Üst sınıfta bulunan monarşi yandaşlarının güçlü durumda olması neticesinde bir Cumhuriyet kurulmasını öneren kitle susturulmuş ve Monarşi korunmaya devam etmişti. Tek fark, Charles yerini Orleans hanedanından Louis-Philippe’e bırakıyor ve ülke anayasal monarşi halini alıyordu. Ancak 1830 devrimi sadece Fransa’da etki yaratmamıştı. Fransa’dan ilham alan Belçika, Polonya, Portekiz, Brazilya, İsviçre gibi ülkelerde de halklar ayaklandılar ve toplumlarının siyasi hayatında değişikliklere yol açtılar.
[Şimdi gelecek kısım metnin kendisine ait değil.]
PR #313, opened 2026-08-22
feat: network presence UI for the Sites list, Users list, and network dashboard

### LINKED ISSUE #298: feat: network presence

### LINKED ISSUE #322: Network Users Online view is overwritten by the single-site pre_get_users filter
The Network Users "Online" view lists users online on the current site, not users online anywhere on the network.

`wp_presence_filter_network_online_users()` sets `include` on `users_list_table_query_args`. `WP_MS_Users_List_Table::prepare_items()` then instantiates `WP_User_Query` (`wp-admin/includes/class-wp-ms-users-list-table.php:96`), which fires `pre_get_users`, where the single-site `wp_presence_filter_online_users()` is hooked. Its only guards are `is_admin()` and `edit_posts`, both true for a super admin in network admin, so it overwrites `include` with the current site's online users and appends the viewer's own ID.

Fix: guard `wp_presence_filter_online_users()` with `! is_network_admin()`.

<details>

AI assistance: Yes
Tool(s): Claude Code
Model(s): Claude Opus 5

</details>

### LINKED ISSUE #325: Network widget heartbeat sends the full summary whenever anything on the network changes
`WP_Presence_Network_Widget_Whos_Online::heartbeat_received()` hash-gates the payload, but the gate does not hold at scale and the build cost is paid either way.

`hash_summary()` covers blog_id and user IDs across the entire network, so a single arrival or departure among any of the online users invalidates it. On a large network the gate essentially never matches, and every tick falls through to the full send.

The send is unsliced. `render()` displays `self::VISIBLE_SITES` sites with `wp_presence_render_avatar_stack()` capping each at 4 avatars, while the tick assigns `$response['presence-network-widget'] = $summary['sites']`, which at 1000 sites x 15 users is 2.7 MB.

`wp_presence_get_network_summary()` is also called before the hash comparison, so the 599 ms build in #324 happens on every gated tick whether the hash matches or not.

Fix is to send what the widget renders, sliced to `VISIBLE_SITES` and capped at the avatar-stack maximum, and to hash that same slice so a change on an unrendered site stops invalidating it.

Depends on #324 for the bounded read.

<details>

AI assistance: Yes
Tool(s): Claude Code
Model(s): Claude Opus 5

</details>

josephfusco:
The network summary from #299 had no surfaces reading it.

Depends on #299 and targets its branch; will retarget to main once #299 merges.

Fixes #298
Closes #322
Closes #325

<details>

AI assistance: Yes
Tool(s): Claude Code

</details>

### DIFF
--- a/includes/functions.php
+++ b/includes/functions.php
@@ -822,3 +822,29 @@ function wp_presence_hydrate_room_users( $rooms, $timeout = WP_PRESENCE_DEFAULT_
 
 	return $rooms;
 }
+/**
+ * Renders a small avatar stack for a list of users.
+ *
+ * Shared across every surface that shows an overlapping avatar stack (the
+ * dashboard widget's overflow indicator, the network Sites list column, the
+ * network dashboard widget) so they all render the stack identically.
+ *
+ * @access private
+ * @param array $users Users, each with 'avatar_url' and 'display_name'.
+ * @param int   $max   Optional. Maximum avatars to show. Default 4.
+ * @param int   $size  Optional. Avatar width and height in pixels. Default 20.
+ * @return string HTML markup.
+ */
+function wp_presence_render_avatar_stack( $users, $max = 4, $size = 20 ) {
+	$stack_max = min( count( $users ), $max );
+	$html      = '<span class="presence-avatar-stack">';
+
+	foreach ( array_slice( $users, 0, $stack_max ) as $index => $user ) {
+		$z     = $stack_max - $index;
+		$html .= '<img src="' . esc_url( $user['avatar_url'] ) . '" width="' . (int) $size . '" height="' . (int) $size . '" style="z-index:' . (int) $z . '" alt="' . esc_attr( $user['display_name'] ) . '" />';
+	}
+
+	$html .= '</span>';
+
+	return $html;
+}
--- a/includes/network-functions.php
+++ b/includes/network-functions.php
@@ -16,6 +16,13 @@ if ( ! defined( 'ABSPATH' ) ) {
 	exit;
 }
 
+// How many people a network surface draws per site. Every one of them costs a
+// user load and an avatar URL, so this is also what the read path is asked to
+// resolve; the headcount beside the stack is the site's real total.
+if ( ! defined( 'WP_PRESENCE_NETWORK_AVATARS' ) ) {
+	define( 'WP_PRESENCE_NETWORK_AVATARS', 4 );
+}
+
 /**
  * Checks whether the network-wide presence summary table exists.
  *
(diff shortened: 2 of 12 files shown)


josephfusco:
Two blockers, both measured on a live multisite, filed as #321 and #322.

### The summary is rebuilt once per row

#321. `wp_presence_get_network_summary()` has no memoization and no object cache, so the Sites and Users columns rebuild it per row. Both list-table docblocks claim the opposite.

```
```

The query is the cheap part. Each call also decodes every row's JSON and runs `get_userdata()` and `get_avatar_url()` per user, 135ms per build at 300 sites averaging 15 users.

### The network Online filter returns the wrong users

#322. `wp_presence_filter_network_online_users()` sets `include` on `users_list_table_query_args`, then `WP_MS_Users_List_Table::prepare_items()` builds a `WP_User_Query` that fires `pre_get_users`, where the single-site filter overwrites it with the current site's users.

### Heartbeat ships the whole summary

`heartbeat_received()` returns `$summary['sites']` with avatar URLs for every user on every site, every tick, to every network admin with the dashboard open. The widget renders `VISIBLE_SITES = 5`.

### Smaller

- `hash_summary()` covers blog IDs and user IDs only, so a display name or avatar change never refreshes the widget.
- `buildAvatarStack()` in the inline JS skips users with no `avatar_url` and `wp_presence_render_avatar_stack()` does not, so the server and client renders differ.

josephfusco:
Closing in favour of the stack this was split into: #332, #333, #334, #335, #336, #337.

Same code. Every production file's token stream is identical to this branch; the only difference is that two functions moved to the layer they belong to. What changed is the tests, which now share one `WP_Presence_Network_UnitTestCase` instead of repeating the same scaffolding three times.

Each pull request answers one reviewer question rather than six. The review notes from this thread are re-posted on the one they belong to.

Belçika’nın bağımsızlığını kazanması bunlardan bir tanesi olarak örnek verilebilir. Şunu da belirtmek isterim ki Charles’ın devrilip yerine Louis-Philippe’in getirilmesi Fransa’da Charles devrinde sürmekte olan sorunları tamamiyle ortadan kaldırmadı. Burjuvazi, aristokrasi ve alt sınıf arasındaki gerilim sürmeye devam etti. En nihayetinde bu gerilim 1848 devrimine yol açarak Fransa’da monarşinin sonunu getirecekti.
Kaynakça
Reid, Lauren. “Political Imagery of the 1830 Revolution and the July Monarchy.” (2012)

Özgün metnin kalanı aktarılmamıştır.